(Collected data)
● ● ● ● ●

PR #1901, opened 2026-06-16
Ensure scoped table retrieval for MySQL/MariaDB connections

### LINKED ISSUE #1746: `readAllSqlTables` doesn't work for MySQL with multiple databases
Looks like for MySQL, `readAllSqlTables` catches table lists for all active mysql dbs (not only specified by url) 
if `catalogue` is not specified.

To reproduce.

https://gist.github.com/AndreiKingsley/b9fff2950a94eae7308c2da72150e05e

Seems like it's a MySQL specific feature, but need to check it in all other DBs.

And don't forget to add tests for it 😄 !

It could require API changes

zaleslaw:
Closes #1746 

# Fix #1746: readAllSqlTables leaks tables from other databases on MySQL/MariaDB

## 1. Problem

`readAllSqlTables` and `DataFrameSchema.readAllSqlTables` called without an explicit `catalogue`
incorrectly return tables from **all accessible databases** when connected to MySQL or MariaDB.

Root cause: both functions passed `null` directly to `DatabaseMetaData.getTables(null, ...)`.
On MySQL/MariaDB, `null` means *all catalogs*, so a connection scoped to
`jdbc:mysql://host/mydb` would enumerate tables from every database visible to that user.
Subsequent `SELECT * FROM table_from_another_db` then fails with "table doesn't exist"
because the query runs in the wrong database context.

This is a MySQL/MariaDB-specific behavior: PostgreSQL and SQLite connections are inherently
single-database, so `getTables(null, ...)` there already returns only the current DB.

## 2. Solution

When `catalogue` is not provided by the caller, fall back to `connection.catalog`
(standard JDBC API — returns the database name from the JDBC URL).
The same pattern is already used in `DbType.getTableColumnsMetadata`.

```kotlin
val effectiveCatalogue = catalogue ?: try {
    connection.catalog.takeUnless { it.isNullOrBlank() }
} catch (_: Exception) { null }
```

If the URL has no database (`jdbc:mysql://host` without `/dbname`), `connection.catalog`
returns `null`/`""`, which falls through to `null` — preserving the existing
"all catalogs" behavior for that case.

Fixed in two places:
- `readJdbc.kt` — `DataFrame.readAllSqlTables(connection, ...)`
- `readDataFrameSchema.kt` — `DataFrameSchema.readAllSqlTables(connection, ...)` (same bug, hardcoded `null`)

## 3. Situation by Database

| Database     | Affected   | Reason                                                                          |
|--------------|------------|---------------------------------------------------------------------------------|
| MySQL        | Fixed      | `getTables(null,...)` returns all databases; `connection.catalog` = DB from URL |
| MariaDB      | Fixed      | Same behavior as MySQL                                                          |
| SQL Server   | Fixed      | Same catalog/database model; same fix applies                                   |
| PostgreSQL   | No change  | Cross-database access impossible; `getTables` already scoped to current DB      |
| SQLite       | No change  | Single-file = single catalog; `connection.catalog` returns `null`               |
| H2           | No change  | In-process, single DB per connection; not affected                              |
| DuckDB       | No change  | `connection.catalog` returns `null` for default in-memory catalog               |

Tests added (all `@Ignore`, require local server) in:
- `local/mysqlTest.kt`
- `local/mariadbTest.kt`
- `local/mssqlTest.kt`

Each test creates a second database with a unique table, connects to DB1 by URL,
calls `readAllSqlTables` without `catalogue`, and asserts the second DB's table is absent.


dataframe-jdbc/src/main/kotlin/org/jetbrains/kotlinx/dataframe/io/readDataFrameSchema.kt
```diff
@@ -432,7 +432,12 @@ public fun DataFrameSchema.Companion.readAllSqlTables(
 
     // exclude system- and other tables without data
     val tableTypes = determinedDbType.tableTypes?.toTypedArray()
-    val tables = metaData.getTables(null, null, null, tableTypes)
+    // Same catalog-scoping fix as in readJdbc.kt: use connection.catalog to avoid reading
+    // tables from all MySQL/MariaDB databases when no specific catalog is given.
+    val effectiveCatalog = try {
+        connection.catalog.takeUnless { it.isNullOrBlank() }
+    } catch (_: Exception) { null }
```
Jolanrensen: if you're not interested in the exception, maybe you could try `runCatching { ... }.getOrNull()`. Just an alternative way to write it, but both are valid of course :)

AndreiKingsley (approved):

dataframe-jdbc/src/main/kotlin/org/jetbrains/kotlinx/dataframe/io/readDataFrameSchema.kt
zaleslaw: Agree, it could be better for reading or handling

PR #1904, opened 2026-06-18
Aligned column name clashing handling across different IO

### LINKED ISSUE #387: Add column name repairing for all IO sources as a common step for dataframe creation
The solution could be based on the PR #386

AndreiKingsley:
Closes #387.

Now `ColumnNameGenerator` is used in all IO implementations, behavior is aligned.

Deprecated Excel approach. Added a snippet about behavior in IO KDocs.

Added kodex to IO modules.


core/src/main/kotlin/org/jetbrains/kotlinx/dataframe/documentation/snippets.kt
```diff
@@ -6,31 +6,17 @@ import org.jetbrains.kotlinx.dataframe.DataFrame
...
- * the first time the name of the column is encountered, no number is appended.
- *
- * It is recommended to [rename][org.jetbrains.kotlinx.dataframe.api.rename] them
- * to maintain clarity and improve code readability.
  */
-internal typealias AutoRenamingColumnsInDataFrame = Nothing
-
-/** [Auto-renaming columns in DataFrame][AutoRenamingColumnsInDataFrame] */
-internal typealias AutoRenamingLink = Nothing
+internal typealias AutoRenameInputSnippet = Nothing
```
Jolanrensen, line 19: is this one used?

core/src/main/kotlin/org/jetbrains/kotlinx/dataframe/documentation/topics.kt
```diff
@@ -0,0 +1,28 @@
...
+
+/**
+ * {@comment
+ *    Auto-renaming in [DataFrame] KDoc-topic.
+ *    Link to it with `@include [AutoRenamingLink]`.
+ * }
+ *
+ * ## Auto-renaming columns in [DataFrame]
+ *
+ * [DataFrame] can not contain columns with duplicate names.
```
Jolanrensen: cannot

Jolanrensen: no clue why, English is weird

core/src/main/kotlin/org/jetbrains/kotlinx/dataframe/documentation/topics.kt
```diff
@@ -0,0 +1,28 @@
...
+ * However, sometimes after reading dataframes from sources or
+ * after some operations, columns with duplicate names may appear in the result.
+ *
+ * In such cases, columns with duplicate names are automatically renamed in the resulting [DataFrame]
+ * using the pattern `"\$name\$n"`, where `name` is the original column name
+ * and `n` is a unique index (1, 2, 3, and so on);
+ * the first time the name of the column is encountered, no number is appended.
+ *
```
Jolanrensen, line 36: maybe it's clearer to move the sample here. `For example: "name", "name1", "name2", etc.` That may be clearer :)

dataframe-excel/src/main/kotlin/org/jetbrains/kotlinx/dataframe/io/documentation/utils.kt
```diff
@@ -0,0 +1,66 @@
...
+import kotlin.annotation.AnnotationTarget.FUNCTION
+import kotlin.annotation.AnnotationTarget.LOCAL_VARIABLE
+import kotlin.annotation.AnnotationTarget.PROPERTY
+import kotlin.annotation.AnnotationTarget.PROPERTY_GETTER
+import kotlin.annotation.AnnotationTarget.PROPERTY_SETTER
+import kotlin.annotation.AnnotationTarget.TYPE
+import kotlin.annotation.AnnotationTarget.TYPEALIAS
+import kotlin.annotation.AnnotationTarget.VALUE_PARAMETER
+
+// TODO use KDoc-helpers from :core
```
Jolanrensen: Try this in the build.gradle.kts. I remembered I built some system for adding contextual sources for KoDEx :P

```
kodexConvention {
    contextualSourcesDirectories =
        project(projects.core.path)
            .sourceSets
            .main.get()
            .allSource
}

tasks.processKDocsMain {
    dependsOn(project(projects.core.path).tasks.assemble)
}
```

dataframe-excel/src/main/kotlin/org/jetbrains/kotlinx/dataframe/io/xlsx.kt
```diff
@@ -66,6 +68,8 @@ public class Excel : SupportedDataFrameFormat {
 
 private const val MESSAGE_REMOVE_1_1 = "Will be removed in 1.1."
 internal const val READ_EXCEL_OLD = "This function is only here for binary compatibility. $MESSAGE_REMOVE_1_1"
+internal const val NAME_REPAIR_STRATEGY: String =
```
Jolanrensen: We don't have a system yet for tracking deprecations in other modules than core, but maybe we could mirror the same structure?

core/src/main/kotlin/org/jetbrains/kotlinx/dataframe/documentation/snippets.kt
AndreiKingsley: Should be used in IO modules, after kodex fix

dataframe-excel/src/main/kotlin/org/jetbrains/kotlinx/dataframe/io/xlsx.kt
AndreiKingsley: How exactly?

Jolanrensen: in `util/deprecationMessages.kt` I mean

zaleslaw (approved):
Yeah, I missed earlier that in the JDBC module it was fixed in February by @Jolanrensen 

Could be merged!

dataframe-excel/src/main/kotlin/org/jetbrains/kotlinx/dataframe/io/documentation/utils.kt
AndreiKingsley: Can it be added to convention plugin?

Jolanrensen: well, this is the convention plugin in action ;P `contextualSourcesDirectories` is an argument for the `kodexConvention` extension. If we add this setting by default, then it will also be applied to the `:core` module, which shouldn't happen

Jolanrensen: maybe we could do something clever and traverse the project dependencies of any module the kodex convention plugin is applied and add those to the context... hmmm.... I'll give it a try :)

Jolanrensen:
@AndreiKingsley btw, don't forget to add the new generated-sources folders to both GH actions workflows

dataframe-csv/src/main/kotlin/org/jetbrains/kotlinx/dataframe/documentationCsv/CommonReadDelimDocs.kt
```diff
@@ -17,6 +17,8 @@ import java.net.URL
  *
  * Reads any $[FILE_TYPE] $[DATA] to a [DataFrame][DataFrame].
  *
+ * @include [AutoRenameInputSnippet]
```
Jolanrensen: Unresolved reference.

you need to specify the fully qualified name to reference an internal snippet. I believe it can't be imported due to Kotlin limitations, but it can be referenced

dataframe-excel/build.gradle.kts
```diff
@@ -38,3 +38,7 @@ kotlinPublications {
         packageName = artifactId
     }
 }
+
+tasks.processKDocsMain {
```
Jolanrensen, line 43: can be omitted, right?

dataframe-excel/src/main/kotlin/org/jetbrains/kotlinx/dataframe/io/xlsx.kt
```diff
@@ -32,7 +32,10 @@ import org.jetbrains.kotlinx.dataframe.api.forEach
 import org.jetbrains.kotlinx.dataframe.api.select
 import org.jetbrains.kotlinx.dataframe.codeGen.AbstractDefaultReadMethod
 import org.jetbrains.kotlinx.dataframe.codeGen.DefaultReadDfMethod
-import org.jetbrains.kotlinx.dataframe.exceptions.DuplicateColumnNamesException
+import org.jetbrains.kotlinx.dataframe.documentation.AutoRenameInputSnippet
```
Jolanrensen: wait, here you can just import an internal declaration?

dataframe-csv/src/main/kotlin/org/jetbrains/kotlinx/dataframe/documentationCsv/CommonReadDelimDocs.kt
Jolanrensen: Oh I see you can just import it from the other two usages... interesting... well, then please add the import :)

AndreiKingsley: hmm, import is valid but `proccessKDocsMain` hadn't included it until I used FQN

dataframe-excel/src/main/kotlin/org/jetbrains/kotlinx/dataframe/io/xlsx.kt
AndreiKingsley: Looks like Kotlin Compiler allows it, but Kodex can't handle it for some reason

Jolanrensen: I'll take a look. All paths, including contextual ones, are put into one giant Map, so this shouldn't be an issue

Jolanrensen: For me it seems to work fine:
image

Jolanrensen: https://github.com/Kotlin/dataframe/blob/ab224e866965f91fa277ccd1c479f01ccb6e7599/dataframe-excel/generated-sources/src/main/kotlin/org/jetbrains/kotlinx/dataframe/io/xlsx.kt#L257

AndreiKingsley: Weird. For me, generated sources simply don't have this line!

Jolanrensen: might be a local cache issue then, because it works fine on the CI

Jolanrensen (approved):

● ● ● ● ●

GOAL OF THE EXERCISE
If a line of the data above contains "project", copy it out.

TASK ANSWER
        project(projects.core.path)
    dependsOn(project(projects.core.path).tasks.assemble)
Jolanrensen: maybe we could do something clever and traverse the project dependencies of any module the kodex convention plugin is applied and add those to the context... hmmm.... I'll give it a try :)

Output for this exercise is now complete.